BEGIN

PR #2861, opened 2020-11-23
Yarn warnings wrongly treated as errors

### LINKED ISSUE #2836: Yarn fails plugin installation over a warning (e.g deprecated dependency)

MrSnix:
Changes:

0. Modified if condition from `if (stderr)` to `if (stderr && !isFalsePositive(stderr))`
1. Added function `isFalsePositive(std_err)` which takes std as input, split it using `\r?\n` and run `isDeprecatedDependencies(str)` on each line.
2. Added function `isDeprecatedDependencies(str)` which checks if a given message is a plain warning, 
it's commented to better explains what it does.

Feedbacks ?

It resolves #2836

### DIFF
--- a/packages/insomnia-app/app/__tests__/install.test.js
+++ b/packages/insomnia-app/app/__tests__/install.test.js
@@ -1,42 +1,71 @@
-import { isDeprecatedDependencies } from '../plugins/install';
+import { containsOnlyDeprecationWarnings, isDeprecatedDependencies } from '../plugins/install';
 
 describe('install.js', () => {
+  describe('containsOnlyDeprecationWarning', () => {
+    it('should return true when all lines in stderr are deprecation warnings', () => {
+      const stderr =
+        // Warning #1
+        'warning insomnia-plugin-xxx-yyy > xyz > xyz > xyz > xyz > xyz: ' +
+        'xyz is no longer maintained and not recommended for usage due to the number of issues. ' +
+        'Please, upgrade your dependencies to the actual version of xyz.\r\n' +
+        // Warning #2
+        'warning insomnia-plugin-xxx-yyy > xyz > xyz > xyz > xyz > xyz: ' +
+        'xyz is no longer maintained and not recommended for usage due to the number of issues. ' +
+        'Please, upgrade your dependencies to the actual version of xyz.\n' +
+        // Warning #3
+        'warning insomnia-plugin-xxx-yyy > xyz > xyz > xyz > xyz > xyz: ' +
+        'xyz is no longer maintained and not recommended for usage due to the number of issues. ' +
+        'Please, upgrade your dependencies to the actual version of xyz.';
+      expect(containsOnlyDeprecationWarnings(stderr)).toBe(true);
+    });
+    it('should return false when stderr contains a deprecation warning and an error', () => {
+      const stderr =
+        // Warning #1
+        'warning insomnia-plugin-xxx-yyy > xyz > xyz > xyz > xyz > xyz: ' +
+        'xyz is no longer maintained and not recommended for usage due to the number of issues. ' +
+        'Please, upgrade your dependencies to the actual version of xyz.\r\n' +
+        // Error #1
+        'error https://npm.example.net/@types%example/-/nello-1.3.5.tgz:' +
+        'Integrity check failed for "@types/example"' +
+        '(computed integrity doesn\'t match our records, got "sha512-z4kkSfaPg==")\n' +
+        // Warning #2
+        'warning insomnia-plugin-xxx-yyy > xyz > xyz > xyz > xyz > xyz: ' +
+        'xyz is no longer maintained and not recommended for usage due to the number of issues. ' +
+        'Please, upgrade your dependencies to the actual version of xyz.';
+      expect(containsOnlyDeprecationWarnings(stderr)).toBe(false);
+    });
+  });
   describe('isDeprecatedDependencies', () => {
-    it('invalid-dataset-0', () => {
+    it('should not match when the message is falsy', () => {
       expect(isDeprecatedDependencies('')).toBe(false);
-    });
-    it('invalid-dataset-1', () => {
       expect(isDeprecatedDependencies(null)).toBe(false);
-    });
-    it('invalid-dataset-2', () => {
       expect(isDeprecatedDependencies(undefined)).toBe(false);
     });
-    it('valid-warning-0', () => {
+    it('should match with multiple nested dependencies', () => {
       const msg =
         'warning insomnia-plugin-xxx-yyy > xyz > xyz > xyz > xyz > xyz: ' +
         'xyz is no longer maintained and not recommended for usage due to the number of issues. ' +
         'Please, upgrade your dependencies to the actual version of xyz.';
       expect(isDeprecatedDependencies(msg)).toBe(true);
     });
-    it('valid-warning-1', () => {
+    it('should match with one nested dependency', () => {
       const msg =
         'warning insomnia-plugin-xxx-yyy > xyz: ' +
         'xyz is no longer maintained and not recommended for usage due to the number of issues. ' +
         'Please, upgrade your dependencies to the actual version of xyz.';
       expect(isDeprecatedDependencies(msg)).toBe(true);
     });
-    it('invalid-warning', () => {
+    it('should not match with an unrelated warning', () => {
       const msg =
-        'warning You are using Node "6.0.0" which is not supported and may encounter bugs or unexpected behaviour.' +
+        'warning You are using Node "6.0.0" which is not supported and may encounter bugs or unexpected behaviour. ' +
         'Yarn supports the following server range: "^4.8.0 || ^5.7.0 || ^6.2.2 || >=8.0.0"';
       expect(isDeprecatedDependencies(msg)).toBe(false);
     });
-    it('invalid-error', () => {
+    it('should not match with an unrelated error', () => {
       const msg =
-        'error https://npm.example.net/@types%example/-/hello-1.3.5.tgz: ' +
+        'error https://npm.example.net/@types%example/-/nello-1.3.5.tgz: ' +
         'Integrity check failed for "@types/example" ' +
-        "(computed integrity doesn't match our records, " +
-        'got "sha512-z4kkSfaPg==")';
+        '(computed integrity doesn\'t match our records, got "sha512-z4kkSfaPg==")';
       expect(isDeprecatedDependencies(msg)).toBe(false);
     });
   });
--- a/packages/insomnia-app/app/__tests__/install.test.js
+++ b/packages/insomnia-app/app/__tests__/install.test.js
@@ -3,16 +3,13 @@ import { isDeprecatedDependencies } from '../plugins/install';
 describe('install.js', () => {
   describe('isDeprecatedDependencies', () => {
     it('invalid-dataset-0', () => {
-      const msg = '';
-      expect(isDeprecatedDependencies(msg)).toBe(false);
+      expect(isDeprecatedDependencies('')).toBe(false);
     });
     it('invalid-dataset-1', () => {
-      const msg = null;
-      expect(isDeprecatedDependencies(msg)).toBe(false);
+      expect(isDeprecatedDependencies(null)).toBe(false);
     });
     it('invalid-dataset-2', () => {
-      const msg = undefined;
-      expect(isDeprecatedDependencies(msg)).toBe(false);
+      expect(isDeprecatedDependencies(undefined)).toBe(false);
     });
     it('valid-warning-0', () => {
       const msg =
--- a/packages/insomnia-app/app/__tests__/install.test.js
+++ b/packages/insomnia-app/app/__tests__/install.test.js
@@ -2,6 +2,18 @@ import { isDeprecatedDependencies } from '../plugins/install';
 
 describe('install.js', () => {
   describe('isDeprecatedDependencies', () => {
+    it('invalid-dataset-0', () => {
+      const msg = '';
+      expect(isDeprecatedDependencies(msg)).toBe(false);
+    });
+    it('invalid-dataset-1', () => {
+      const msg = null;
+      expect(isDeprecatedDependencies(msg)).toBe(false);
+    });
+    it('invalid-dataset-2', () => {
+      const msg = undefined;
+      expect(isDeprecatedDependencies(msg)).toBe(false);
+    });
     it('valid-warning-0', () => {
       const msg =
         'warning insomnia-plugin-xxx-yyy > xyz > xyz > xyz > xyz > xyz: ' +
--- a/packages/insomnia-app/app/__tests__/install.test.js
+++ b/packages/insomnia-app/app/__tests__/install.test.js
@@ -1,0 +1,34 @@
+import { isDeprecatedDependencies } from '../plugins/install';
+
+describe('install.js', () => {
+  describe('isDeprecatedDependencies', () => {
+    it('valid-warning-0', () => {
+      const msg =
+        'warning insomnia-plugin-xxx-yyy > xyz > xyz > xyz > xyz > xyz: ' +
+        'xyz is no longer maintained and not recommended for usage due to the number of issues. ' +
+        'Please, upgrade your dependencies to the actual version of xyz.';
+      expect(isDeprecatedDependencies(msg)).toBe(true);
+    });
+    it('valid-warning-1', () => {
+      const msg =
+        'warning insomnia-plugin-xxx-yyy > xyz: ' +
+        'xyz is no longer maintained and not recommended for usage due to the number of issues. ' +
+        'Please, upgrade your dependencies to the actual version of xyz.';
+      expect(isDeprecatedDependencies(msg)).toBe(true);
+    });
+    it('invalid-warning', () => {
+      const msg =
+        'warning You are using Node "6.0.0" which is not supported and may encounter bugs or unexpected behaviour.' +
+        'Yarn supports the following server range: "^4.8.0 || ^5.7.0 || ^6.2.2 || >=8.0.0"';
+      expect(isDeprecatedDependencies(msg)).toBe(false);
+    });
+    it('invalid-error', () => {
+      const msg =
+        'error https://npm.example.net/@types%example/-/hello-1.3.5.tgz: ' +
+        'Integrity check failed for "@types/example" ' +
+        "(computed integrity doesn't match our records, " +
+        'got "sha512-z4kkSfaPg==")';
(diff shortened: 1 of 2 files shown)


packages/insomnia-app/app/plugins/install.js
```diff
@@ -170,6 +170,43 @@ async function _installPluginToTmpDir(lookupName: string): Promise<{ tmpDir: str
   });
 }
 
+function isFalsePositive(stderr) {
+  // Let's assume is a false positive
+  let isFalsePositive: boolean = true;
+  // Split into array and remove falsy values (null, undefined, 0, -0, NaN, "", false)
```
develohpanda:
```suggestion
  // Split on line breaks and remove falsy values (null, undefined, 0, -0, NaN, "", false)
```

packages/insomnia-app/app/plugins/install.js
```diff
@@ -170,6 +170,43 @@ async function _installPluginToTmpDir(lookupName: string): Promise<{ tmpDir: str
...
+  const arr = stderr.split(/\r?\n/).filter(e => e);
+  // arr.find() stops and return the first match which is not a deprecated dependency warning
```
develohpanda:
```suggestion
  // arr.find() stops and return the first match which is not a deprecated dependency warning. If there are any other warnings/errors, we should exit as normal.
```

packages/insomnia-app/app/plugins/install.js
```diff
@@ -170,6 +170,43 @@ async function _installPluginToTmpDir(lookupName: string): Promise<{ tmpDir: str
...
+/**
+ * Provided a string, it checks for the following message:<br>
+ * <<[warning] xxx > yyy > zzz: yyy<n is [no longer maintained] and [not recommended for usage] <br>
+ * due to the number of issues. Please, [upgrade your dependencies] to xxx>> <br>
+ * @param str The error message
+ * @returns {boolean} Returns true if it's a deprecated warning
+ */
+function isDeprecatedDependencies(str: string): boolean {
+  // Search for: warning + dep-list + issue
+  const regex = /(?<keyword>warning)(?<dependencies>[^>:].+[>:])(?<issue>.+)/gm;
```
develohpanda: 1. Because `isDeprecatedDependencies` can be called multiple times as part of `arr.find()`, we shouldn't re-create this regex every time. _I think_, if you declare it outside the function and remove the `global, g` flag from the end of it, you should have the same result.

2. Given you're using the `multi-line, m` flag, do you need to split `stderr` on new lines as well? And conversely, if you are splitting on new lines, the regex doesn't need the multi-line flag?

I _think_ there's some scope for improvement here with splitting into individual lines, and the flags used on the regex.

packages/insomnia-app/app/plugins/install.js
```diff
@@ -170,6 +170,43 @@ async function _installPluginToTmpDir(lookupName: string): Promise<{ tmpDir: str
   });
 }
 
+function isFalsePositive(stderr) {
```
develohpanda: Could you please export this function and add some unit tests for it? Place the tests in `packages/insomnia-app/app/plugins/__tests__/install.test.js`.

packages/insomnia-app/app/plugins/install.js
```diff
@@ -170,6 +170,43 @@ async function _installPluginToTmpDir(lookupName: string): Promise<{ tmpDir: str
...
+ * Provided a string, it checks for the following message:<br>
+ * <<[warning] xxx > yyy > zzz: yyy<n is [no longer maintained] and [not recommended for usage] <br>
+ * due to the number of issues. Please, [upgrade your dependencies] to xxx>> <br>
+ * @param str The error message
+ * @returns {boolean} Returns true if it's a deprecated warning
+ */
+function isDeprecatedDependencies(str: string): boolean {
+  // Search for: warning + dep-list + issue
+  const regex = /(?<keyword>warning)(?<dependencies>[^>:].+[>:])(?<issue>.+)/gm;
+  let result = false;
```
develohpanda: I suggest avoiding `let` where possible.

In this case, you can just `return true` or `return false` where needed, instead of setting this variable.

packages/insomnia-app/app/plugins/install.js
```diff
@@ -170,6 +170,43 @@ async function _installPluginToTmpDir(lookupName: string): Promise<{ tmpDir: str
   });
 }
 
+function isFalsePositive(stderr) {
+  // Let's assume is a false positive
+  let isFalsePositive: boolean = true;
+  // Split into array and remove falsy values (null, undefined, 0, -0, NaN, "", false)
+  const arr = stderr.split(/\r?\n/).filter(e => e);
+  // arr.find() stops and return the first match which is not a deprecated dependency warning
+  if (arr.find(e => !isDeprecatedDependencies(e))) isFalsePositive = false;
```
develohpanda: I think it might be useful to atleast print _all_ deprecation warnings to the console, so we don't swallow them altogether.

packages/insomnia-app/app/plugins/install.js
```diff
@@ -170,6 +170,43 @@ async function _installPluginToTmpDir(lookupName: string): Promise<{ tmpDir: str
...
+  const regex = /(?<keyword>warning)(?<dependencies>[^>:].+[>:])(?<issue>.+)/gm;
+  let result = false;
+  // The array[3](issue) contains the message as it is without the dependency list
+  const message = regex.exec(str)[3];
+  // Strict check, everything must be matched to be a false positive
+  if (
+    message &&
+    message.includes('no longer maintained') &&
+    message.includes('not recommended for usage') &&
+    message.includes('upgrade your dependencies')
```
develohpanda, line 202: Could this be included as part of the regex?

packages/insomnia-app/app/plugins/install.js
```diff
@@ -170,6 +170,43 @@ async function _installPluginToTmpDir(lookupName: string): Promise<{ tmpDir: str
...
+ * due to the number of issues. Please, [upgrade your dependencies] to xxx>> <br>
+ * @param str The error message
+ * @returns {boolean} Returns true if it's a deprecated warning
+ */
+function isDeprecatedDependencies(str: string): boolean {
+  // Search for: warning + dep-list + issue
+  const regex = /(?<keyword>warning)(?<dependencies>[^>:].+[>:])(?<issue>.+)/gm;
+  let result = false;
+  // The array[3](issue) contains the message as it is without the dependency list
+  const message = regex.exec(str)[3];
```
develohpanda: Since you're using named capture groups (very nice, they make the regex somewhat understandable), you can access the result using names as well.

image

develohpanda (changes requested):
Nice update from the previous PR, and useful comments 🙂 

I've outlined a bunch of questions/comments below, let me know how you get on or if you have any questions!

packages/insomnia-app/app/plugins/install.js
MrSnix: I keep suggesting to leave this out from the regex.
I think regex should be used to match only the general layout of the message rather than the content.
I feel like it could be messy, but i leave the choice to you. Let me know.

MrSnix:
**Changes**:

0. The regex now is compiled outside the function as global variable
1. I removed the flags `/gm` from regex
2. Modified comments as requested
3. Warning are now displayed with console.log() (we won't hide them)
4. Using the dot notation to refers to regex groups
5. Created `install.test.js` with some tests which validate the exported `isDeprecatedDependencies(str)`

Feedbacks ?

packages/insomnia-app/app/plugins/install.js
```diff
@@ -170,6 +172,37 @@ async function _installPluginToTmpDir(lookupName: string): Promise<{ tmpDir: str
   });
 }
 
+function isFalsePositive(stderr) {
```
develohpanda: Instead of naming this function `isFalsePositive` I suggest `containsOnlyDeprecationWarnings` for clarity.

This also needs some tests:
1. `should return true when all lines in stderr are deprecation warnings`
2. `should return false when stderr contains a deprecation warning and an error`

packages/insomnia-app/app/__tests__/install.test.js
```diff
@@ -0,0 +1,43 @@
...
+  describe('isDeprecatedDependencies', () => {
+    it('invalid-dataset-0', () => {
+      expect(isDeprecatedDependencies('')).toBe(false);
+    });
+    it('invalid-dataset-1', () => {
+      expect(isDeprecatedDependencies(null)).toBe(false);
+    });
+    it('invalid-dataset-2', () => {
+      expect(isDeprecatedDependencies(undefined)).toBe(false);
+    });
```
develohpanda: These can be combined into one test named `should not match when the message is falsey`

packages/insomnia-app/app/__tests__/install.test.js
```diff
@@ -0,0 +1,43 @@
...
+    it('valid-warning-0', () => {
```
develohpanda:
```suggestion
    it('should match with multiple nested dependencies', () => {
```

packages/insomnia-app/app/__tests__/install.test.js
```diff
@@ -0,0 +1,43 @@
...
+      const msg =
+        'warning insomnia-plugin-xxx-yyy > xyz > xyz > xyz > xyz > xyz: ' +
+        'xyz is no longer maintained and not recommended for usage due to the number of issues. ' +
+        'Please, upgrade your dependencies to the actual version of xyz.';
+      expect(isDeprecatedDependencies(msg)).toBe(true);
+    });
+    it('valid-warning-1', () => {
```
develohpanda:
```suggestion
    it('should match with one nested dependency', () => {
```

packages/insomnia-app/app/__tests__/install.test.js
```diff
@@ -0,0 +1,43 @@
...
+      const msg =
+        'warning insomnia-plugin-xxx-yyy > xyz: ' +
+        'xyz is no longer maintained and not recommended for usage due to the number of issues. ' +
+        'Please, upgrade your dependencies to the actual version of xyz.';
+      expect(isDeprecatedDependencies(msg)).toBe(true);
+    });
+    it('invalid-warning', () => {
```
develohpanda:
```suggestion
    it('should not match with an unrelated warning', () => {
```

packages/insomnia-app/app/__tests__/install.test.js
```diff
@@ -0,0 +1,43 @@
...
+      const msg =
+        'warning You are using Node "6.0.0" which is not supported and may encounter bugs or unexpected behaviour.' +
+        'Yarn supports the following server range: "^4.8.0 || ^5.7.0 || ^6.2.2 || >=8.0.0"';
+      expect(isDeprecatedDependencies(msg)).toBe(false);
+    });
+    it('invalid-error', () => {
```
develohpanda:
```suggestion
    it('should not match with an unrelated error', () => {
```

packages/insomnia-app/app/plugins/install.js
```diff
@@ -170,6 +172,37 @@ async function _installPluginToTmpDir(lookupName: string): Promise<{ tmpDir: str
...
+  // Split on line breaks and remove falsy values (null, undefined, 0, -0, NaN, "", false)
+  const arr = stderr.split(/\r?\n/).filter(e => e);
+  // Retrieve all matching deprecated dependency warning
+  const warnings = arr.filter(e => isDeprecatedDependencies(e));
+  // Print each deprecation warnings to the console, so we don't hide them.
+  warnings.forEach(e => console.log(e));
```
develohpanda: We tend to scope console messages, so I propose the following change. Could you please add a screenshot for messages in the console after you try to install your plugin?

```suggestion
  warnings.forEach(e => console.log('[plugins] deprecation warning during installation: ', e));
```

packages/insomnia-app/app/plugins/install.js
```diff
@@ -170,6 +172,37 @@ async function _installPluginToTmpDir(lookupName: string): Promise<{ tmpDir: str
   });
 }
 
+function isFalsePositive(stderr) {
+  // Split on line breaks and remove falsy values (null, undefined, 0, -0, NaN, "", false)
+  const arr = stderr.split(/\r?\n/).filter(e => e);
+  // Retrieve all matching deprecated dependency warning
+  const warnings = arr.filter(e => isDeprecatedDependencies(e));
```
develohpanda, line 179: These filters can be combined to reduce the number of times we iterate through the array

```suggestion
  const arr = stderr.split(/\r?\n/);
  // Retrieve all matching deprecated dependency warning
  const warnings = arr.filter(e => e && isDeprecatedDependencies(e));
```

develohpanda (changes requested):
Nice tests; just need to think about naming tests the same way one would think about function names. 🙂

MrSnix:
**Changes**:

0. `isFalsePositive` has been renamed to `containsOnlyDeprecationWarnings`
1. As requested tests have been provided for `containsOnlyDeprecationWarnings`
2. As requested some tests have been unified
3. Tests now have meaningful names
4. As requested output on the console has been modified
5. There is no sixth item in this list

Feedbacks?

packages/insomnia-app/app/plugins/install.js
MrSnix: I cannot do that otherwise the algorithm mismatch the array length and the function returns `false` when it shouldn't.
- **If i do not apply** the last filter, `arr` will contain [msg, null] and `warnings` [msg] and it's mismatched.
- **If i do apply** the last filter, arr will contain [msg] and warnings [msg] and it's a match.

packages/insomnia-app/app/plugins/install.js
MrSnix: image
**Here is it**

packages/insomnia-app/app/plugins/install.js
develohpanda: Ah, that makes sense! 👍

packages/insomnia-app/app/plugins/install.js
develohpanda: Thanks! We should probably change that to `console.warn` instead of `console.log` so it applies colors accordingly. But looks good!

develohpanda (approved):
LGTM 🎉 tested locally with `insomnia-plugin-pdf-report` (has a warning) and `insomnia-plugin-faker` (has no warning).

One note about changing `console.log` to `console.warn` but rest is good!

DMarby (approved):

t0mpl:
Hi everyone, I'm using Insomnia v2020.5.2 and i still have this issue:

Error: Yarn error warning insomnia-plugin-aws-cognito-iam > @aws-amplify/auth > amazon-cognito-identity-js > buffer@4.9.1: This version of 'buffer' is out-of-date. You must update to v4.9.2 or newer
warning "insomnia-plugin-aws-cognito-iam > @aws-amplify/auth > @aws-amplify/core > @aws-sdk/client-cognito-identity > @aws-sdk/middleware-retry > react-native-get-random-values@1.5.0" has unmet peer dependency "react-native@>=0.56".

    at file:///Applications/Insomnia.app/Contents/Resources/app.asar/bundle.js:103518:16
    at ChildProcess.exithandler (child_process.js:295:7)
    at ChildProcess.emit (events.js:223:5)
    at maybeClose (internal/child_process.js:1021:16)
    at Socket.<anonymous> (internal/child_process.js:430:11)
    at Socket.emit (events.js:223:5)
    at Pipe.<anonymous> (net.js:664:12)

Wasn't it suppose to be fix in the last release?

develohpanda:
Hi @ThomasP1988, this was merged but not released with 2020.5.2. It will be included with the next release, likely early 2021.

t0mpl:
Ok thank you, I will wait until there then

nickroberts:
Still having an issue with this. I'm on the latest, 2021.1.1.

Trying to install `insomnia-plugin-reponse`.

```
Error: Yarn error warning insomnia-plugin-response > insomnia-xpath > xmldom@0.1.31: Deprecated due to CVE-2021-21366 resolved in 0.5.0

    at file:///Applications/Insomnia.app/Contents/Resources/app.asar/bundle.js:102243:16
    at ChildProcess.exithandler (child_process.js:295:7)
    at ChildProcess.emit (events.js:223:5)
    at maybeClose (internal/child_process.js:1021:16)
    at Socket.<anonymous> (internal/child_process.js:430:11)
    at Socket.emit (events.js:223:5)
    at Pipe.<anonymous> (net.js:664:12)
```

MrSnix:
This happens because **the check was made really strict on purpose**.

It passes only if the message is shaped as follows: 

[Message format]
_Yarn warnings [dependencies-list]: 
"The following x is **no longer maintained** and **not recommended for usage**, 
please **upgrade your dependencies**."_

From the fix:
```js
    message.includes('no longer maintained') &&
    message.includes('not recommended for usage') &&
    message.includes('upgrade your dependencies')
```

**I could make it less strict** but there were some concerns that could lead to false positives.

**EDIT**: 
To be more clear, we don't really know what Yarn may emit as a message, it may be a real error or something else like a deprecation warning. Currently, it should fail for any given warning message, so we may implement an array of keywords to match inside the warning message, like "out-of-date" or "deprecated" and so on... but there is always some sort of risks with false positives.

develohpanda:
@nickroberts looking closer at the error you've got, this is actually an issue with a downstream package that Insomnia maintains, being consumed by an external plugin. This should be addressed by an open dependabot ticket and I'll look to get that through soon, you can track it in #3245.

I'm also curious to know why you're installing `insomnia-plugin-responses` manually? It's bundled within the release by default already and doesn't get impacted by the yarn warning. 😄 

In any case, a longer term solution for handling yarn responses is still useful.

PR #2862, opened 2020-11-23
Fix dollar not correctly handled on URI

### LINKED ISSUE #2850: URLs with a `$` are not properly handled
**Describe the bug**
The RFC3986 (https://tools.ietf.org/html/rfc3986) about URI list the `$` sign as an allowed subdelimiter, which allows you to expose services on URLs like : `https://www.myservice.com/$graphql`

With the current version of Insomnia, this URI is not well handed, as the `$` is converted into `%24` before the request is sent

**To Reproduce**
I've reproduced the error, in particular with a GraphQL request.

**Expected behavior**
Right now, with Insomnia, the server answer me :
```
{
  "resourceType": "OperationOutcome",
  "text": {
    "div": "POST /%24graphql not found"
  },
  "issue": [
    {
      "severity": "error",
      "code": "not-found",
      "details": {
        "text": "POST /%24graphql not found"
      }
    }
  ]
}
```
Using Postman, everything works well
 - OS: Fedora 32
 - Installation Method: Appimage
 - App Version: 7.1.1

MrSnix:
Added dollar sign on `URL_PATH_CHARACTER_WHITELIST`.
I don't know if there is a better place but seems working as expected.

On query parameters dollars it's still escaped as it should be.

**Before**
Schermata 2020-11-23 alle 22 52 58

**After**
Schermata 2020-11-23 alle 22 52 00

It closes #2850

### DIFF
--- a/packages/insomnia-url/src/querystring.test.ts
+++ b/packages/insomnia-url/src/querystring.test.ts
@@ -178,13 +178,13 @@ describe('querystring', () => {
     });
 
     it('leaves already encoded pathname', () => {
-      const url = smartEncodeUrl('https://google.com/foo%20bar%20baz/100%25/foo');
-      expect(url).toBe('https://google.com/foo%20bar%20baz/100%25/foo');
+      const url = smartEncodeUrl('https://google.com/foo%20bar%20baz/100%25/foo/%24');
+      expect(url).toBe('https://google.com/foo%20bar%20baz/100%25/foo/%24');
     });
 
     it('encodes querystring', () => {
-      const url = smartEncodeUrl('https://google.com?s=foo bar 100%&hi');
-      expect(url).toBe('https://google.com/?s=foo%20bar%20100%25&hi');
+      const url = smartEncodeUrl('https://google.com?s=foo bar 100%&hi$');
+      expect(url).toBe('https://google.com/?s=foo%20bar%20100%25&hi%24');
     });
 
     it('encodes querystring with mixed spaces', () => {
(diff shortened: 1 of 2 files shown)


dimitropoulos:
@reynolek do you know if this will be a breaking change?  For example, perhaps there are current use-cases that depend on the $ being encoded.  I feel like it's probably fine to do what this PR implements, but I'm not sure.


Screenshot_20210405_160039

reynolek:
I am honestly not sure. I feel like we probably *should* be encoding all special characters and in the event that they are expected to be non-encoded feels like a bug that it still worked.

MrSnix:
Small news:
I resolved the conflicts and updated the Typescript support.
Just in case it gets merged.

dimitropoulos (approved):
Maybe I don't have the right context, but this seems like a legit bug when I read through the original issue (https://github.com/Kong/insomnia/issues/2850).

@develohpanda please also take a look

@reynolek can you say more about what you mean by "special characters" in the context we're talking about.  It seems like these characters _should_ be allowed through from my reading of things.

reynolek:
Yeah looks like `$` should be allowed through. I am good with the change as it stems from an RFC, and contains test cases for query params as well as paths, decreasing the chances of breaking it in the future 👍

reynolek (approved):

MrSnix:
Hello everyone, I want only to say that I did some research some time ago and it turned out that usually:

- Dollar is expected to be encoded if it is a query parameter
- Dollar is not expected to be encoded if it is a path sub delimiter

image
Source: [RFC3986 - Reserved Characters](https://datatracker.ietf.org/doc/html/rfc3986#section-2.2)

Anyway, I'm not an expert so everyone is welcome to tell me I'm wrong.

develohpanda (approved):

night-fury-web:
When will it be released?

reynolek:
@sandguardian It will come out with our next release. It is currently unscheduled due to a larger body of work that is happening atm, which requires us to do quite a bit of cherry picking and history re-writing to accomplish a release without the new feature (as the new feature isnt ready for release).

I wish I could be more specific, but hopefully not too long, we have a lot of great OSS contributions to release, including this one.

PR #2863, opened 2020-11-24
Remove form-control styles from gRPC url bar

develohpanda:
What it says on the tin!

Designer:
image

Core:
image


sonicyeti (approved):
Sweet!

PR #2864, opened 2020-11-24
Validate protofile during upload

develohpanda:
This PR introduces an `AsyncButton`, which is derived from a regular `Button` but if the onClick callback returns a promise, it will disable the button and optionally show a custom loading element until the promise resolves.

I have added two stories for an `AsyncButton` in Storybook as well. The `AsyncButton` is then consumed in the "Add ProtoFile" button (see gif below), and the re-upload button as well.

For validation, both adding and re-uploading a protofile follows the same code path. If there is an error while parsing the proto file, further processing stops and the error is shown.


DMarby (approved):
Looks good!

END

**EXERCISE DIRECTIONS**. Find every line above where the word "Schermata" occurs, and copy that line.

**ANSWER SPACE**.
Schermata 2020-11-23 alle 22 52 58
Schermata 2020-11-23 alle 22 52 00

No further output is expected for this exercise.